Say only the number of lines in the entries below that contain "level".

Available data:
==================================================
PR #482, opened 2019-04-11
PHOENIX-4925 Use Segment tree to organize Guide Post Info

BinShi-SecularBird:
@dbwong please review with this early draft. Haven't sorted out local index and cross region boundary condition when generating scan. Still adding unit test and integration test and trying to pass the tests. Please focus on main focus on main logic, data structure, main algorithms and interfaces first.


karanmehta93:
@BinShi-SecularBird can you fix the conflicts?

phoenix-core/src/main/java/org/apache/phoenix/iterate/SnapshotScanner.java
```diff
@@ -111,7 +111,11 @@ public SnapshotScanner(Configuration conf, FileSystem fs, Path rootDir,
   public Result next() throws IOException {
     values.clear();
     scanner.nextRaw(values);
-    statisticsCollector.collectStatistics(values);
+    // Needs to call collectStatistics even when values is empty.
+    // In this case, we pass hasMore with value 'false' so a new
+    // guide post will be created for the remaining cached data.
+    statisticsCollector.collectStatistics(values, ! values.isEmpty());
```
karanmehta93: Suggestion: another way of handling the last GPW is with the scanner close method as well or when trying to commit the GPW. With that approach, you won't need to explicitly add this boolean here.

phoenix-core/src/main/java/org/apache/phoenix/schema/stats/DefaultStatisticsCollector.java
```diff
@@ -276,11 +273,14 @@ private void writeStatistics(final Region region, boolean delete, List<Mutation>
...
                 if (!guidePostsInfoWriterMap.containsKey(cfKey)) {
-                    Pair<Long, GuidePostsInfoBuilder> emptyGps = new Pair<Long, GuidePostsInfoBuilder>(0l, new GuidePostsInfoBuilder());
+                    Pair<Pair<Long, Long>, GuidePostChunkBuilder> emptyGps =
+                            new Pair<Pair<Long, Long>, GuidePostChunkBuilder>(new Pair(0l, 0l), new GuidePostChunkBuilder());
                     guidePostsInfoWriterMap.put(cfKey, emptyGps);
                 }
             }
         }
+
+        Set<ImmutableBytesPtr> fams = guidePostsInfoWriterMap.keySet();
```
karanmehta93: This line has been moved from no 259 to 283, which means that `guidePostsInfoWriterMap` will potentially now have 1 new entry as compared to previous behavior. What is this needed for?

phoenix-core/src/main/java/org/apache/phoenix/schema/stats/GuidePostsInfoBuilder.java
```diff
@@ -17,124 +17,112 @@
...
     /**
      * Track a new guide post
      * @param row number of rows in the guidepost
      * @param byteCount number of bytes in the guidepost
      * @param updateTimestamp time at which guidepost was created/updated.
-     * @throws IOException
      */
-    public boolean trackGuidePost(ImmutableBytesWritable row, long byteCount, long rowCount,
-            long updateTimestamp) {
+    public boolean trackGuidePost(ImmutableBytesWritable row, long byteCount, long rowCount, long updateTimestamp) {
```
dbwong: This isn't really following the builder pattern.  consider rename or handling through exceptions or changing the caller.

phoenix-core/src/main/java/org/apache/phoenix/schema/stats/GuidePostChunk.java
```diff
@@ -0,0 +1,224 @@
...
+ * into the SYSTEM_STATS table in the future.
+ */
+public final class GuidePostChunk {
+    public static final int INVALID_GUIDEPOST_CHUNK_INDEX = -1;
+    public static final Logger logger = LoggerFactory.getLogger(GuidePostChunk.class);
+
+    /**
+     * The index of the guide post chunk in the chunk array.
+     */
+    private final int guidePostChunkIndex;
```
dbwong: This seems to be leaking the top level classes lower into this class.  The accessor is never used.  Can you briefly explain why this index is needed to be tracked in multiple levels?  InnerPointLookupResult in GuidePostsInfo even has 2 separate indexes tracked.

phoenix-core/src/main/java/org/apache/phoenix/schema/stats/DefaultStatisticsCollector.java
```diff
@@ -20,11 +20,9 @@
 import java.io.IOException;
 import java.sql.Connection;
 import java.sql.SQLException;
-import java.util.ArrayList;
-import java.util.List;
-import java.util.Map;
-import java.util.Set;
+import java.util.*;
```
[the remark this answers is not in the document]
dbwong: This occurs in several files.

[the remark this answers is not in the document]
BinShi-SecularBird: This was added automatically by IDE. I'll replace it.

phoenix-core/src/main/java/org/apache/phoenix/schema/stats/DefaultStatisticsCollector.java
BinShi-SecularBird: The behavior is the same, after moving the line from 259 to 283. The purpose of movement is to have more robust code which is independent of the concrete implementation of map.

The original logic is:
STEP 1. Get the fams key set;
STEP 2. Discover new entries which are added to the map at lines 280 ~ 281
STEP 3. The new entries added at step 2 actually will be reflected in fams key set too. For such entries, the stats deletions (and no stats insertions) will be generated.

I don't like this code -- getting fams key set first, then adding new entries to the map and the entries automatically reflected in fams key set -- this is non-determistic and depends on the concrete implementation of map, so I moved the line from 259 to 283 to make the code more solid.

phoenix-core/src/main/java/org/apache/phoenix/schema/stats/DefaultStatisticsCollector.java
```diff
@@ -67,11 +64,13 @@
 public class DefaultStatisticsCollector implements StatisticsCollector {
 
     private static final Log LOG = LogFactory.getLog(DefaultStatisticsCollector.class);
-    
-    final Map<ImmutableBytesPtr, Pair<Long, GuidePostsInfoBuilder>> guidePostsInfoWriterMap = Maps.newHashMap();
+
+    // Pair<Byte count, Row count>
```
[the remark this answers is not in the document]
BinShi-SecularBird: You're right. I should use GuidePostEstimation instead of Pair<Long, Long>. Good Suggestion!

phoenix-core/src/main/java/org/apache/phoenix/schema/stats/DefaultStatisticsCollector.java
```diff
@@ -67,11 +65,15 @@
...
+    final Map<ImmutableBytesPtr, Pair<Pair<Long, Long>, GuidePostChunkBuilder>> guidePostsInfoWriterMap = Maps.newHashMap();
+    final Set<ImmutableBytesPtr> writableGudiePosts = Sets.newHashSet();
```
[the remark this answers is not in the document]
BinShi-SecularBird: Fixed.

BinShi-SecularBird:
@dbwong , could you please review BaseResultIterators.getParallelScans()? All the required changes should be there now. BaseResultIterators.getRowKeyRanges() contains the logic of generating query key ranges for local index.

phoenix-core/src/main/java/org/apache/phoenix/iterate/BaseResultIterators.java
```diff
@@ -885,292 +867,215 @@ private static boolean clipKeyRangeBytes(RowKeySchema schema, int fieldIndex, in
...
+
+                byte[] endKey;
+                if ((j < keyRangeCount - 1) || (i == countOfRegionsToScan - 1)) {
+                    endKey = keyRange.getUpperRange();
+                } else {
+                    endKey = regionInfo.getEndKey();
                 }
-                regionIndex++;
+
+                regionScans = addNewScan(parallelScans, regionScans, newScan, endKey, crossesRegionBoundary, regionLocation);
```
dbwong: Lets discuss the naming and usage a bit of this as in ParallelScanGrouper this is "startKey".  This is used for the crossesPrefixBoundary check and indicated in the interface as a startKey and compared to the last scans startRow Prefix looking for for example the salt byte changing or region changing.  By using end key is there any cases we might miss?

phoenix-core/src/main/java/org/apache/phoenix/compile/ScanRanges.java
```diff
@@ -374,9 +375,19 @@ public Scan intersectScan(Scan scan, final byte[] originalStartKey, final byte[]
...
+
+        ImmutableBytesWritable a1 = new ImmutableBytesWritable(scanStartKey);
+        ImmutableBytesWritable b1 = new ImmutableBytesWritable(scanStopKey);
+        byte[] a1StartKey = a1.copyBytes();
+        byte[] b1StartKey = b1.copyBytes();
+        newScan.setAttribute(SCAN_ACTUAL_START_ROW, a1StartKey);
+        newScan.setStartRow(a1StartKey);
+        newScan.setStopRow(b1StartKey);
+        /*
         newScan.setAttribute(SCAN_ACTUAL_START_ROW, scanStartKey);
```
yanxinyi: why do we need to keep the old code here? 
From my point of view, `setStartRow` and `setStopRow` APIs are deprecated, and it will remove soon.

phoenix-core/src/main/java/org/apache/phoenix/iterate/BaseResultIterators.java
```diff
@@ -885,292 +867,234 @@ private static boolean clipKeyRangeBytes(RowKeySchema schema, int fieldIndex, in
...
-     * occurring for a large ingest with stats never having been calculated for the
-     * new region.
+     * merge sorted, depending on the query. Also computes an estimated bytes scanned,
+     * rows scanned, and last update time of statistics.
+     *
      * @return list of parallel scans to run for a given query.
      * @throws SQLException
      */
     private List<List<Scan>> getParallelScans(byte[] startKey, byte[] stopKey) throws SQLException {
+        ScanRanges scanRanges = context.getScanRanges();
```
yanxinyi: why we change the order here?

phoenix-core/src/main/java/org/apache/phoenix/schema/stats/GuidePostChunk.java
```diff
@@ -0,0 +1,227 @@
...
+ * where gp_x is one of guide post collected on the server side. The last guide post chunk is a DUMMY chunk
+ * which contains one DUMMY guide post.
+ *
+ * Eventually the guide post chunk should be built and compressed on the server side when collecting stats.
+ * It is now the minimal data unit for compression/decompression and will be the minimal data unit stored
+ * into the SYSTEM_STATS table in the future.
+ */
+public final class GuidePostChunk {
+    public static final int INVALID_GUIDEPOST_CHUNK_INDEX = -1;
+    public static final Logger logger = LoggerFactory.getLogger(GuidePostChunk.class);
```
yanxinyi: Let's use `LOGGER` instead of `logger` here.

phoenix-core/src/main/java/org/apache/phoenix/schema/stats/StatisticsUtil.java
```diff
@@ -47,13 +46,17 @@
...
+import org.slf4j.Logger;
+import org.slf4j.LoggerFactory;
 
 import com.google.common.collect.Sets;
 
 /**
  * Simple utility class for managing multiple key parts of the statistic
  */
 public class StatisticsUtil {
+    private static final Logger logger = LoggerFactory.getLogger(StatisticsUtil.class);
```
yanxinyi: please change var name to `LOGGER`

phoenix-core/src/main/java/org/apache/phoenix/schema/stats/StatisticsWriter.java
```diff
@@ -31,6 +31,8 @@
 import java.util.ArrayList;
 import java.util.List;
 
+import org.apache.commons.logging.Log;
```
yanxinyi: let's use `org.slf4j` here instead of `org.apache.commons` to make consistent.
import org.slf4j.Logger;
import org.slf4j.LoggerFactory;

phoenix-core/src/main/java/org/apache/phoenix/schema/stats/StatisticsWriter.java
```diff
@@ -74,6 +76,7 @@
  * Wrapper to access the statistics table SYSTEM.STATS using the HTable.
  */
 public class StatisticsWriter implements Closeable {
+    private static final Log LOG = LogFactory.getLog(StatisticsWriter.class);
```
yanxinyi: Same as above, use the same variable name as `LOGGER`

phoenix-core/src/main/java/org/apache/phoenix/iterate/SnapshotScanner.java
BinShi-SecularBird: Adopted the suggestion

phoenix-core/src/main/java/org/apache/phoenix/query/QueryServices.java
```diff
@@ -185,20 +185,23 @@
...
-    
     public static final String RUN_UPDATE_STATS_ASYNC = "phoenix.update.stats.command.async";
     public static final String STATS_SERVER_POOL_SIZE = "phoenix.stats.pool.size";
     public static final String COMMIT_STATS_ASYNC = "phoenix.stats.commit.async";
     // Maximum size in bytes taken up by cached table stats in the client
     public static final String STATS_MAX_CACHE_SIZE = "phoenix.stats.cache.maxSize";
     // The size of the thread pool used for refreshing cached table stats in stats client cache
     public static final String STATS_CACHE_THREAD_POOL_SIZE = "phoenix.stats.cache.threadPoolSize";
+    // The targeted size of the guide post chunk measured in the number of guide posts.
+    public static final String STATS_TARGETED_CHUNK_SIZE = "phoenix.stats.targeted.chunk.size";
```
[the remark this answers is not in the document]
BinShi-SecularBird: This is a cluster configuration applied to all queries and all tables. Isn't it     the right place to add a cluster configuration?

phoenix-core/src/main/java/org/apache/phoenix/schema/stats/GuidePostChunk.java
```diff
@@ -0,0 +1,224 @@
...
+import java.io.EOFException;
+import java.util.ArrayList;
+import java.util.List;
+
+import org.apache.phoenix.schema.stats.GuidePostChunkBuilder;
+
+/**
+ * A guide post chunk is comprised of a group of guide posts, and it has one of key ranges below:
+ *     (UNBOUND, gp_i0], (gp_i0, gp_i1], (gp_i1, gp_i2], ..., (gp_in, gp_n], (gp_n, UNBOUND)
+ * where gp_x is one of guide post collected on the server side. The last guide post chunk is a DUMMY chunk
```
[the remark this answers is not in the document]
BinShi-SecularBird: Changed name to ending chunk.

phoenix-core/src/it/java/org/apache/phoenix/end2end/ExplainPlanWithStatsEnabledIT.java
```diff
@@ -717,14 +717,164 @@ public void testSelectQueriesWithStatsForParallelizationOn() throws Exception {
         testSelectQueriesWithFilters(true);
     }
 
+    /*
```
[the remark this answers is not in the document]
BinShi-SecularBird: cleanup is done.

phoenix-core/src/it/java/org/apache/phoenix/schema/stats/BaseStatsCollectorIT.java
```diff
@@ -734,20 +734,18 @@ public void testRowCountWhenNumKVsExceedCompactionScannerThreshold() throws Exce
...
             for (String familyName : familyNames) {
                 GuidePostsInfo gps =
-                        StatisticsUtil.readStatistics(statsHTable,
+                        StatisticsUtil.readStatistics(new GuidePostsInfoBuilder(), statsHTable,
                                 new GuidePostsKey(Bytes.toBytes(tableName), Bytes.toBytes(familyName)),
                                 HConstants.LATEST_TIMESTAMP);
-                assertTrue(emptyGuidePostExpected ? gps.isEmptyGuidePost() : !gps.isEmptyGuidePost());
-                assertTrue(gps.getByteCounts()[0] >= guidePostWidth);
-                assertTrue(gps.getGuidePostTimestamps()[0] > 0);
+                assertTrue(gps.getTotalEstimation().getByteCount() >= expectedEstimatedSize);
```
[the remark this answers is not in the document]
BinShi-SecularBird: There are a few of such E2E test cases, e.g., testSomeUpdateEmptyStats in BaseStatsCollectorIT.java

phoenix-core/src/main/java/org/apache/phoenix/schema/stats/GuidePostsInfo.java
```diff
@@ -17,138 +17,771 @@
...
-                + SizedUtil.ARRAY_SIZE + this.gpTimestamps.length * SizedUtil.LONG_SIZE // gpTimestamps
-                + SizedUtil.INT_SIZE; // estimatedSize
-        this.estimatedSize = estimatedSize;
-    }
-    
-    public ImmutableBytesWritable getGuidePosts() {
-        return guidePosts;
+        this.comparator = ScanUtil.getComparator(true, SortOrder.ASC);
+
+        if (this.guidePostChunks != null && this.guidePostChunks.size() > 0) {
```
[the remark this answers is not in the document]
BinShi-SecularBird: Resolved as suggested.

phoenix-core/src/main/java/org/apache/phoenix/schema/stats/GuidePostsInfo.java
```diff
@@ -17,138 +17,771 @@
...
+            int byteCount = 0;
+            for (GuidePostChunk chunk : this.guidePostChunks) {
+                byteCount += chunk.getEstimatedSize();
+            }
+            this.estimatedSize = byteCount;
+
+            Construct(this.guidePostChunks, 0, n - 1, 0);
+        } else {
+            this.treeSize = 0;
+            this.nodes = null;
```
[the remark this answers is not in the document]
BinShi-SecularBird: I don't need to check whether nodes is null and there is no nested check for null object, so use Optional class is overkilled here.

phoenix-core/src/main/java/org/apache/phoenix/schema/stats/GuidePostsInfoBuilder.java
BinShi-SecularBird: This intend not to use builder pattern here. No need to use builder pattern.

phoenix-core/src/main/java/org/apache/phoenix/schema/stats/GuidePostChunk.java
BinShi-SecularBird: It's used in DecodedGuidePostCache to track the guide post chunks in the cache.

phoenix-core/src/main/java/org/apache/phoenix/schema/stats/GuidePostChunk.java
BinShi-SecularBird: Resolved

phoenix-core/src/main/java/org/apache/phoenix/schema/stats/StatisticsUtil.java
BinShi-SecularBird: Resolved

phoenix-core/src/main/java/org/apache/phoenix/compile/ScanRanges.java
BinShi-SecularBird: I forgot to delete the old code. Using setStartRow and setStopRow are original code which aren't supposed to change in this PR.

BinShi-SecularBird: Resolved.

phoenix-core/src/main/java/org/apache/phoenix/iterate/BaseResultIterators.java
BinShi-SecularBird: The whole function was actually rewritten.

phoenix-core/src/main/java/org/apache/phoenix/schema/stats/StatisticsWriter.java
BinShi-SecularBird: Resolved

phoenix-core/src/main/java/org/apache/phoenix/schema/stats/StatisticsWriter.java
BinShi-SecularBird: Resolved

phoenix-core/src/it/java/org/apache/phoenix/schema/stats/BaseStatsCollectorIT.java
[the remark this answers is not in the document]
BinShi-SecularBird: Changed to assertEquals

phoenix-core/src/main/java/org/apache/phoenix/iterate/BaseResultIterators.java
```diff
@@ -885,292 +867,215 @@ private static boolean clipKeyRangeBytes(RowKeySchema schema, int fieldIndex, in
...
-                     * currentKey back to what it was at the beginning of the loop.
-                     */
-                    currentKeyBytes = initialKeyBytes;
+            // Make a scan for every range in regionScanKeyRanges
+            for (int j = 0; j < keyRangeCount; j++) {
+                KeyRange keyRange = regionScanKeyRanges.get(j);
+                boolean crossesRegionBoundary = false;
+
+                if (j == keyRangeCount - 1) {
+                    crossesRegionBoundary = true;
```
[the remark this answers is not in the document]
BinShi-SecularBird: I tried to keep the same semantics as the old code. See line 1102 "Scan newScan = scanRanges.intersectScan(scan, currentKeyBytes, endKey, keyOffset, true);" in  BaseResultIterators.getParallelScans() in original code.

phoenix-core/src/main/java/org/apache/phoenix/iterate/BaseResultIterators.java
```diff
@@ -885,292 +867,215 @@ private static boolean clipKeyRangeBytes(RowKeySchema schema, int fieldIndex, in
...
-                    if (!gpsInThisRegion && delayAddingEst) {
-                        updateEstimates(gps, guideIndex-1, estimates);
-                        gpsInThisRegion = true;
-                        delayAddingEst = false;
-                    }
-                } else if (!gpsInThisRegion) {
-                    delayAddingEst = false;
+                            regionInfo.getEndKey(), newScan.getStartRow(), newScan.getStopRow());
+                } else {
+                    logger.warn("Didn't generate scan for " + keyRange.toString());
```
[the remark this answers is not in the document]
BinShi-SecularBird: Good catch! Fixed.

phoenix-core/src/main/java/org/apache/phoenix/iterate/BaseResultIterators.java
BinShi-SecularBird: Let double check this. This is exactly one of the places where we need to pay attention to. Hopefully I'll add test cases to cover the scenario.

phoenix-core/src/main/java/org/apache/phoenix/query/QueryServices.java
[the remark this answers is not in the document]
dbwong: Mmm what about the case where the chunk size here is > the table guide post size for example will you combine chunks?

phoenix-core/src/main/java/org/apache/phoenix/compile/ScanRanges.java
```diff
@@ -342,8 +343,10 @@ public Scan intersectScan(Scan scan, final byte[] originalStartKey, final byte[]
             // TODO: it seems that our SkipScanFilter or HBase runs into problems if we don't
             // have an enclosing range when we do a point lookup.
             if (isPointLookup) {
-                scanStartKey = ScanUtil.getMinKey(schema, newSkipScanFilter.getSlots(), slotSpan);
-                scanStopKey = ScanUtil.getMaxKey(schema, newSkipScanFilter.getSlots(), slotSpan);
+                scanStartKey = ScanUtil.getMinKey(
+                        newSkipScanFilter.getSchema(), newSkipScanFilter.getSlots(), newSkipScanFilter.getSlotSpan());
```
yanxinyi: Why we made this change? Whats' the diff btw 'RowKeySchema' from the `ScanRangers` and `SkipScanFilter.getSchema()`?

phoenix-core/src/main/java/org/apache/phoenix/query/DefaultGuidePostsCacheFactory.java
```diff
@@ -29,11 +28,15 @@ public PhoenixStatsLoader getPhoenixStatsLoader(ConnectionQueryServices querySer
         Preconditions.checkNotNull(config);
 
         final boolean isStatsEnabled = config.getBoolean(STATS_COLLECTION_ENABLED, DEFAULT_STATS_COLLECTION_ENABLED);
-        if (queryServices == null || !isStatsEnabled) {
+        if (queryServices == null || ! isStatsEnabled) {
```
yanxinyi: extra space?

phoenix-core/src/main/java/org/apache/phoenix/query/QueryServices.java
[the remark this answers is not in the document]
yanxinyi: if we are doing it on the table level, we have to add an extra column to store this chunk size. Adding more and more columns on the syscat is not a good idea, what's the best practice here @dbwong ?

phoenix-core/src/main/java/org/apache/phoenix/schema/stats/GuidePostsInfo.java
```diff
@@ -17,138 +17,771 @@
...
-     *            Prefix byte encoded guidePosts
-     * @param rowCounts
-     *            The rowCounts of each guidePost traversed
-     * @param maxLength
-     *            Maximum length of a guidePost collected
-     * @param guidePostsCount
-     *            Number of guidePosts
-     * @param gpTimestamps
-     *            Times at which guidePosts were updated/created
+     * Construct the Variant Segment Tree (https://salesforce.quip.com/taWiALFmhquO)
```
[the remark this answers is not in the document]
yanxinyi: do you mean Jira link?

phoenix-core/src/it/java/org/apache/phoenix/end2end/ExplainPlanWithMultipleRowsPerGuidePostIT.java
```diff
@@ -0,0 +1,303 @@
...
+            assertEquals((Long) (estimatedRows * estimatedBytesPerRow), info.getEstimatedBytes());
+            assertTrue(info.getEstimateInfoTs() > 0);
+
+            // Query whose end key is before any data. Query Key Range (UNBOUND, 98].
+            sql = "SELECT a FROM " + tableName + " WHERE K <= 98";
+            rs = conn.createStatement().executeQuery(sql);
+            assertFalse(rs.next());
+            // Hit the first guide post.
+            info = getByteRowEstimates(conn, sql, binds);
+            estimatedRows = 10;
```
yanxinyi: We didn't insert rows before 100, why we are getting 10 here?

phoenix-core/src/main/java/org/apache/phoenix/compile/ScanRanges.java
BinShi-SecularBird: When the PK column type is varchar, the column is translated to multiple char[1] columns in SkipScanFilter's schema, and the SkipScanFilter's schema is supposed to use here, otherwise it will cause the test failures in SkipScanFilterIntersectTest.java.

phoenix-core/src/main/java/org/apache/phoenix/query/QueryServices.java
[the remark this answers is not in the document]
BinShi-SecularBird: Chunk size is max(1, count of guide posts).

phoenix-core/src/main/java/org/apache/phoenix/query/DefaultGuidePostsCacheFactory.java
BinShi-SecularBird: I always add an extra space between ! and the variable for better readness. I saw the other places use this coding style too.

phoenix-core/src/main/java/org/apache/phoenix/schema/stats/GuidePostsInfo.java
```diff
@@ -17,138 +17,913 @@
...
+    public int getGuidePostChunkIndex() {
+        return guidePostChunkIndex;
+    }
+
+    public List<byte[]> getGuidePosts() {
+        return guidePosts;
+    }
+
+    @Override
+    public boolean equals(Object o) {
```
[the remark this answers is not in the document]
BinShi-SecularBird: It seems that it's not necessary. I can see my equals function is called for comparison.

phoenix-core/src/it/java/org/apache/phoenix/end2end/ExplainPlanWithMultipleRowsPerGuidePostIT.java
BinShi-SecularBird: Because the query will hit the first guide post which has key 100. This guide post contains 10 estimated rows.

phoenix-core/src/it/java/org/apache/phoenix/end2end/ExplainPlanWithMultipleRowsPerGuidePostIT.java
```diff
@@ -0,0 +1,303 @@
...
+        //                (UNBOUND, 219]                           (219, 339]                              (339, 459]                      \
+        //               /               \                      /               \                        /             \                    \
+        //              /                 \                    /                 \                      /               \                    \
+        //        (UNBOUND, 179]           \               (219, 299]             \                (339, 419]            \              (459, UNBOUND)
+        //         /           \            \            /            \            \             /            \           \             /             \
+        // (UNBOUND, 139]   (139 179]   (179, 219]   (219, 259]   (259, 299]   (299, 339]   (339, 379]   (379, 419]   (419, 459]   (459, 499]   (499, UNBOUND)
+        List<Object> binds = Lists.newArrayList();
+        try (Connection conn = DriverManager.getConnection(getUrl())) {
+            int[] result;
+            Long estimatedBytesPerRow = 100L;
```
yanxinyi: Maybe add explain here? 
such as 20 * 3 fixed bytes from hbase.
Col 1:  4 (ROW) + 1 (CF) + 4 (CQ) + 1 (value) = 10
Col 2:  4 (ROW) + 1 (CF) + 2 (CQ) + 8 (value) = 15
Col 2:  4 (ROW) + 1 (CF) + 2 (CQ) + 8 (value) = 15

phoenix-core/src/main/java/org/apache/phoenix/schema/stats/GuidePostsInfo.java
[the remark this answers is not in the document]
yanxinyi: https://stackoverflow.com/questions/30026097/equals-without-hashcode

ppl believe without hashcode function might result in weird bugs.

phoenix-core/src/main/java/org/apache/phoenix/schema/stats/GuidePostsInfo.java
```diff
@@ -17,138 +17,771 @@
...
-                + SizedUtil.ARRAY_SIZE + this.rowCounts.length * SizedUtil.LONG_SIZE // rowCounts
-                + SizedUtil.ARRAY_SIZE + this.byteCounts.length * SizedUtil.LONG_SIZE // byteCounts
-                + SizedUtil.ARRAY_SIZE + this.gpTimestamps.length * SizedUtil.LONG_SIZE // gpTimestamps
-                + SizedUtil.INT_SIZE; // estimatedSize
-        this.estimatedSize = estimatedSize;
-    }
-    
-    public ImmutableBytesWritable getGuidePosts() {
-        return guidePosts;
+        this.comparator = ScanUtil.getComparator(true, SortOrder.ASC);
```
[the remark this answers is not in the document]
BinShi-SecularBird: Resolved

phoenix-core/src/main/java/org/apache/phoenix/schema/stats/GuidePostsInfo.java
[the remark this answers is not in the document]
BinShi-SecularBird: I added hashCode function, although the bug exists when they are used for hash containers and these objects shouldn't be used for hash containers.

phoenix-core/src/main/java/org/apache/phoenix/schema/stats/GuidePostEstimation.java
```diff
@@ -0,0 +1,89 @@
+package org.apache.phoenix.schema.stats;
```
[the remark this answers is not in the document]
BinShi-SecularBird: Resolved

phoenix-core/src/main/java/org/apache/phoenix/schema/stats/GuidePostEstimation.java
```diff
@@ -0,0 +1,89 @@
...
+    }
+
+    /**
+     * Merge the two guide post estimation objects into one which contains the sum of rows,
+     * the sum of bytes and the least update time stamp of the two objects.
+     * @param left
+     * @param right
+     * @return the new guide post estimation object which contains the "Sum" info.
+     */
+    public static GuidePostEstimation merge(GuidePostEstimation left, GuidePostEstimation right) {
```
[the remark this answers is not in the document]
BinShi-SecularBird: resolved

phoenix-core/src/main/java/org/apache/phoenix/schema/stats/GuidePostEstimation.java
```diff
@@ -0,0 +1,89 @@
+package org.apache.phoenix.schema.stats;
+
+import org.apache.phoenix.util.SizedUtil;
+
+public final class GuidePostEstimation {
```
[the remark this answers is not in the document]
BinShi-SecularBird: resolved

phoenix-core/src/main/java/org/apache/phoenix/schema/stats/GuidePostChunkBuilder.java
```diff
@@ -0,0 +1,170 @@
...
+ * The guide post boundaries:
+ *     gp_0, gp_1, ..., gp_i0, ..., gp_i1, ..., gp_i2, ..., gp_in, ..., gp_n
+ * The guide post chunk boundaries:
+ *     gp_i0, gp_i1, ..., gp_in, ..., gp_n
+ * The key space split by the guide post chunks:
+ *     (UNBOUND, gp_i0](gp_i0, gp_i1](gp_i1, gp_i2]...(gp_in, gp_n](gp_n, UNBOUND)
+ * The last guide post chunk is a DUMMY chunk which contains one DUMMY guide post
+ * KeyRang.UNBOUND with 0 estimated rows/bytes and Long.MAX as last update timestamp.
+ */
+public final class GuidePostChunkBuilder {
```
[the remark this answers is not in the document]
BinShi-SecularBird: resolved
==================================================
Output below: 2